%%
PR #3389, opened 2025-08-07
Improve ZPE Service Routers

m-hau:
Improve the existing types of ZPE's Service Router product line by updating the existing types, and adding a few new devices and modules.

The used part numbers are the ones reported by the devices themself, which only identify the "base chassis" and are not listed in the data sheet. The data sheet SKUs are more akin to pre-configured bundles with different memory-/storage-/expansion-configurations. This is not so prevalent with the NSR because it is a modular chassis, and more noticeable with the GSR and BSR. The actual slots of the device are modelled as module-bays, and can be populated using the appropriate modules to document the actual configuration.
The same is true for some of NSRs modules (namely storage and M.2), where the data sheet SKUs are pre-assembled bundles but the modules themselves report a generic part number. That is the reason these module types have again module-bays of their own, into which you can insert the actual harddisks/M.2 modules. Note that importing module-bays of modules was only added in v4.2.9 (see netbox-community/netbox#19311). While the actual M.2 cards do have their own SKUs, the hard disks don't, so it would be better for the storage module to use the new "Hard disk" module type profile; but that is not available yet (see #3364).
While the RAM is technically also a FRU, I opted to not model the RAM slots as module-bays since they are not intended to be changed, and the few people that actually do that and want to document it that detail degree can create the module-bays themselves using the comments. The same goes for the integrated storage in NSR.

For the most part the only real difference between the "base chassis" is the cpu, which is why as model I used the full product name and the cpu-core-count (and PSU type for the non-Lite NSR). I did not add all of the NSR chassis power variants, namely the SAC/POE/DC variants are still missing in the library, and need to be added later if required. Apart from the power supply they should be identical to the DAC variant.

The device definitions use the `bridge` attribute on the interfaces to model which ports are connected to the integrated switch chip. Note that the import into NetBox does currently not support this, but hopefully soon (see netbox-community/netbox#20042).

The (non-Lite) NSR and GSR have a single switch chip inside, but two backplane interfaces to it. To properly model this the `backplane0` can be considered the main switch interface, and `backplane1` is bridged by `backplane0`. Any ports that are added through modules will need to be manually assigned post-creation to the backplane0 bridge/interface.
By default the NSR comes with rear-exhaust fans, which is why the airflow is set to `side-to-rear`. When using a rear-to-side configuration using different fans, this needs to be set manually; and the fans can be documented using the module-bays.

I wasn't sure what to do with the digital IO ports of the GSR. In the end I modelled them as console server ports, since that was the closest fit, and allows you to cable them if wanted.

### DIFF
--- a/device-types/ZPE/BSR-T8-BASE.yaml
+++ b/device-types/ZPE/BSR-T8-BASE.yaml
@@ -62,11 +62,6 @@ power-ports:
     label: PWR IN
     type: dc-terminal
 interfaces:
-  - name: lo
-    type: virtual
-  - name: loopback0
-    type: virtual
-
   - name: eth0
     label: ETH 0
     type: 1000base-t
--- a/device-types/ZPE/GSR-T8-BASE.yaml
+++ b/device-types/ZPE/GSR-T8-BASE.yaml
@@ -81,11 +81,6 @@ power-ports:
     label: V2
     type: dc-terminal
 interfaces:
-  - name: lo
-    type: virtual
-  - name: loopback0
-    type: virtual
-
   - name: eth0
     label: ETH 0
     type: 1000base-t
--- a/device-types/ZPE/NSR-BASE-DAC.yaml
+++ b/device-types/ZPE/NSR-BASE-DAC.yaml
@@ -38,11 +38,6 @@ power-ports:
     type: iec-60320-c14
     description: Rear Center
 interfaces:
-  - name: lo
-    type: virtual
-  - name: loopback0
-    type: virtual
-
   - name: eth0
     label: ETH 0
     type: 1000base-t
--- a/device-types/ZPE/NSR-LITE-DAC.yaml
+++ b/device-types/ZPE/NSR-LITE-DAC.yaml
@@ -38,11 +38,6 @@ power-ports:
     type: iec-60320-c14
     description: Rear Center
 interfaces:
-  - name: lo
-    type: virtual
-  - name: loopback0
-    type: virtual
-
   - name: eth0
     label: ETH 0
     type: 1000base-t
--- a/device-types/ZPE/NSR-TOP1-DAC.yaml
+++ b/device-types/ZPE/NSR-TOP1-DAC.yaml
@@ -38,11 +38,6 @@ power-ports:
     type: iec-60320-c14
     description: Rear Center
 interfaces:
-  - name: lo
-    type: virtual
-  - name: loopback0
-    type: virtual
-
   - name: eth0
     label: ETH 0
     type: 1000base-t


device-types/ZPE/BSR-T8-BASE.yaml
```diff
@@ -0,0 +1,116 @@
...
+airflow: passive
+weight: 1.2
+weight_unit: kg
+description: 2-Core Intel CPU, 8x RJ45 Serial rolled, 5x GbE, Single AC Power Supply
+comments: '[ZPE Nodegrid Bold SR Data Sheet](https://go.zpesystems.com/rs/004-BTR-463/images/Datasheet-Nodegrid-Bold-SR.pdf)'
+console-ports:
+  - name: Console
+    label: CONSOLE
+    type: rj-45
+  - name: Monitor
```
harryajc: VGA ports are not something currently being modeled in this repo

device-types/ZPE/BSR-T8-BASE.yaml
```diff
@@ -0,0 +1,116 @@
...
+    type: usb-a
+    description: USB 3.0
+  - name: usbS4
+    label: '4'
+    type: usb-a
+    description: USB 3.0
+power-ports:
+  - name: PS
+    label: PWR IN
+    type: other
```
harryajc: If this a dc input the best type is dc-terminal

device-types/ZPE/BSR-T8-BASE.yaml
```diff
@@ -0,0 +1,116 @@
...
+interfaces:
+  - name: lo
+    type: virtual
```
harryajc: We don't usually include virtual ports in this repo

device-types/ZPE/GSR-T8-BASE.yaml
```diff
@@ -1,78 +1,168 @@
...
+airflow: passive
+weight: 0.9
+weight_unit: kg
+description: 4-Core Intel CPU, 8x RJ45 Serial rolled, 2x SFP+, 5x GbE, 4x PoE+, Dual DC input (wide range DC)
+comments: '[ZPE Nodegrid Gate SR Data Sheet](https://go.zpesystems.com/rs/004-BTR-463/images/Datasheet-Nodegrid-Gate-SR.pdf)'
 console-ports:
   - name: Console
+    label: CONSOLE
     type: rj-45
+  - name: Monitor
```
harryajc: Monitor outputs are not something we are currently modeling in this repo

harryajc (changes requested):
If you can make these changes on all devices that it applies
%%
TASK TO CARRY OUT: Check each line of the material for the word "Improve". Copy the ones that have it.

TASK SOLUTION:
Improve ZPE Service Routers
Improve the existing types of ZPE's Service Router product line by updating the existing types, and adding a few new devices and modules.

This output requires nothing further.